Edit ``test.py`` and write, for example::
# -*- coding: utf-8 -*-
from weboob.tools.test import BackendTest
__all__ = ['ExampleTest']
class ExampleTest(BackendTest):
MODULE = 'example'
def test_iter_accounts(self):
accounts = list(self.backend.iter_accounts())
self.assertTrue(len(accounts) > 0)
To try running test of your module, launch::
$ tools/run_tests.sh example
For more information, look at the :doc:`tests` guides.
Advanced topics
***************
Filling objects
---------------
An object returned by a method of a capability can be not fully completed.
The class :class:`Module <weboob.tools.backend.Module>` provides a method named
:func:`fillobj <weboob.tools.backend.Module.fillobj>`, which can be called by an application to
fill some unloaded fields of a specific object, for example with::
backend.fillobj(video, ['url', 'author'])
The ``fillobj`` method will check on the object what fields, in the ones given in list, which are
not loaded (equal to ``NotLoaded``, which is the default value), to reduce the list to the real
uncompleted fields, and call the method associated to the type of the object.
To define what objects are supported to be filled, and what method to call, define the ``OBJECTS``
class attribute in your ``ExampleModule``::
class ExampleModule(Module, CapVideo):
# ...
OBJECTS = {Video: fill_video}
The prototype of the function might be::
func(self, obj, fields)
Then, the function might, for each requested fields, fetch the right data and fill the object.
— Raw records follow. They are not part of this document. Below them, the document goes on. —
PR #1745, opened 2020-07-26
WebP save orientation tag test

Elad-Laufer:
This failing test demonstrates what seems to an issue in which the orientation tag is not written to WebP.

We encountered this issue when testing the latest libvips master, built on Debian. Also reproducible on Mac with latest brew dependencies.

### DIFF
--- a/test/test-suite/test_foreign.py
+++ b/test/test-suite/test_foreign.py
@@ -17,7 +17,7 @@ from helpers import \
     GIF_ANIM_DISPOSE_PREVIOUS_FILE, \
     GIF_ANIM_DISPOSE_PREVIOUS_EXPECTED_PNG_FILE, \
     temp_filename, assert_almost_equal_objects, have, skip_if_no, \
-    TIF1_FILE, TIF2_FILE, TIF4_FILE
+    TIF1_FILE, TIF2_FILE, TIF4_FILE, IMAGES
 
 
 class TestForeign:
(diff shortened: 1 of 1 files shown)


jcupitt:
Yes, libvips loads ICC, XMP and EXIF from webp, but doesn't save it. Let's tag this as an enhancement.

jcupitt:
Actually, this should work. I see:

```
$ vipsheader -f orientation Portrait_6.jpg 
6
$ vips copy Portrait_6.jpg x.webp
$ vipsheader -f orientation x.webp
6
```

Perhaps your libvips has been built without libwebpmux support?

jcupitt:
... I'm reluctant to add a test for this, since libwebp metadata support is optional.

The webp devs split the library into two parts: libwebp, which just handles image encode and decode, and libwebpmux, which handles image metadata. libvips can be built with libwebp and without libwebpmux. 

I see:

```
$ ldd $(which vips) | grep webp
	libwebpmux.so.3 => /lib/x86_64-linux-gnu/libwebpmux.so.3 (0x00007f0966f32000)
	libwebpdemux.so.2 => /lib/x86_64-linux-gnu/libwebpdemux.so.2 (0x00007f0966d2d000)
	libwebp.so.6 => /lib/x86_64-linux-gnu/libwebp.so.6 (0x00007f0966ac4000)
```

jcupitt:
I'll have a look at the brew formula, perhaps they need to add a dep on libwebpmux and demux.

PR #1758, opened 2020-08-02
Add C++ bindings for new_from_memory_steal()

Zeranoe:
new_from_memory_steal() will create a new image with the input
buffer and will "move" the data into the image. The buffer is then
managed by the image, and will be freed when it goes out of scope.


libvips/iofuncs/image.c
```diff
@@ -3872,6 +3872,43 @@ vips_band_format_iscomplex( VipsBandFormat format )
...
+ * vips_image_free_buffer:
+ * @image: the image that contains the buffer
+ * @buffer: the orignal buffer that was stolen
+ *
+ * Free the externally allocated buffer found in the input image. This function
+ * is intened to be used with g_signal_connect, so it can free an externally
+ * allocated buffer.
+ */
+void
+vips_image_free_buffer( VipsImage* image, void* buffer )
```
jcupitt, line 3885: You don't need the switch, you can just write eg.:

```
static void
vips_free_cb( VipsObject *object, char *buf )
{
        free( buf );
}
```

cplusplus/include/vips/VImage8.h
```diff
@@ -550,6 +550,23 @@ class VImage : VObject
...
+	new_from_memory_steal( void *data, size_t size,
+		int width, int height, int bands, VipsBandFormat format )
+	{
+		VipsImage *image;
+
+		if( !(image = vips_image_new_from_memory( data, size, 
+			width, height, bands, format )) )
+			throw( VError() );
+
+		if( g_signal_connect( image, "postclose",
```
jcupitt, line 563: I don't think this can fail -- I wouldn't check the result.

jcupitt:
This looks great! We're in feature freeze now for 8.10, so let's delay this a week for the 8.11 cycle.

jcupitt:
Looks nice, merged! Thank you very much for doing this work.

jcupitt:
I noted this in the ChangeLog and crfedited you, and added a doxy comment.

PR #1765, opened 2020-08-05
Add C++ bindings for VRegion

Zeranoe:
VRegion wraps a regular region, allowing for C++ to quickly access the underlying data.


jcupitt:
Hi @Zeranoe,

Thanks for this PR, it looks very interesting. We're in feature-freeze right now, ready for the upcoming 8.10. Let's look at this again in a week or so.

My instinct would be to wrap `VipsRegion` in the same way as `VipsImage` (ie. as a sub class of `VObject`) -- it feels a bit weird to have two different ways of doing it. Let's discuss this after 8.10.

jcupitt:
Hi again, would you be willing to rework this as a VObject subclass, rather like VImage?

Zeranoe:
> Hi again, would you be willing to rework this as a VObject subclass, rather like VImage?

I can do that, but I'm curious what the advantage is of having it as a VObject subclass?

jcupitt:
Of course it's debatable, but VipsRegion and VipsImage are both subclasses of VipsObject in the C API, so it would feel strange not to have VRegion as a subclass of VObject in the C++ binding. Plus it would give you automatic unreffing of the VipsRegion object, which (I think?) your template does not have.

You've used a template because you want automatic casting of the data pointer. How about making a very small template over a VRegion object for this?

Zeranoe:
> Of course it's debatable, but VipsRegion and VipsImage are both subclasses of VipsObject in the C API, so it would feel strange not to have VRegion as a subclass of VObject in the C++ binding. Plus it would give you automatic unreffing of the VipsRegion object, which (I think?) your template does not have.

I've addressed this with b3f2b59f18f20ec2b59f426bc89ba5351e5bec65.

> How about making a very small template over a VRegion object for this?

Could you elaborate on this point? I pictured the `VRegion` to be instantiated in the client's code, not in libvips.

jcupitt:
I would copy-paste the code for VImage to make VRegion, then put a simple template over the top of that to make your typed pointer. Your implementation is missing things like unref (for example). Subclassing VObject would get you that for free.

VObject only exists at compile-time, there's no run-time cost, so it would all be in the client code and not in libvips.

jcupitt:
Actually, checking again, VConnection might be an simpler model. Just copy-paste that and link it to VipsRegion instead.

Zeranoe:
Are you suggesting something like:
```
VRegion( VipsRegion *region, VSteal steal = STEAL ) : VObject( (VipsObject *) region, steal )
```

While doable, I think this reduces the usability of `VRegion` because of the requirement to call the C APIs `vips_region_new()`.

It would make sense to me to add a `new_region()` member function to `VImage`, which calls the underlying C API and the `VRegion` constructor.

jcupitt:
Yes, exactly. You could put the `vips_region_new()` in the constructor as well, so there would be no need to call it explicitly. Yes, you could put a little stub in `VImage` as well to make one.

Zeranoe:
I made some changes, let me know what you think.

jcupitt:
This feature is now in git master libvips, I'll close.

PR #1785, opened 2020-08-17
Ensure magick buffer+file checks use consistent min length guard

lovell:
The change in #1642 for magick v7 is also required in the magick v6 loader.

For example::
class ExampleModule(Module, CapVideo):
# ...
def fill_video(self, video, fields):
if 'url' in fields:
return self.backend.get_video(video.id)
return video
Here, when the application has got a :class:`Video <weboob.capabilities.video.BaseVideo>` object with
:func:`search_videos <weboob.capabilities.video.CapVideo.search_videos>`, in most cases, there are only some meta-data, but not the direct link to the video media.
As our method :func:`get_video <weboob.capabilities.video.CapVideo.get_video>` will get all
of the missing data, we just call it with the object as parameter to complete it.
Storage
-------
The application can provide a storage to let your backend store data. So, you can define the structure of your storage space::
STORAGE = {'seen': {}}
To store and read data in your storage space, use the ``storage`` attribute of your :class:`Module <weboob.tools.backend.Module>`
object.
It implements the methods of :class:`BackendStorage <weboob.tools.backend.BackendStorage>`.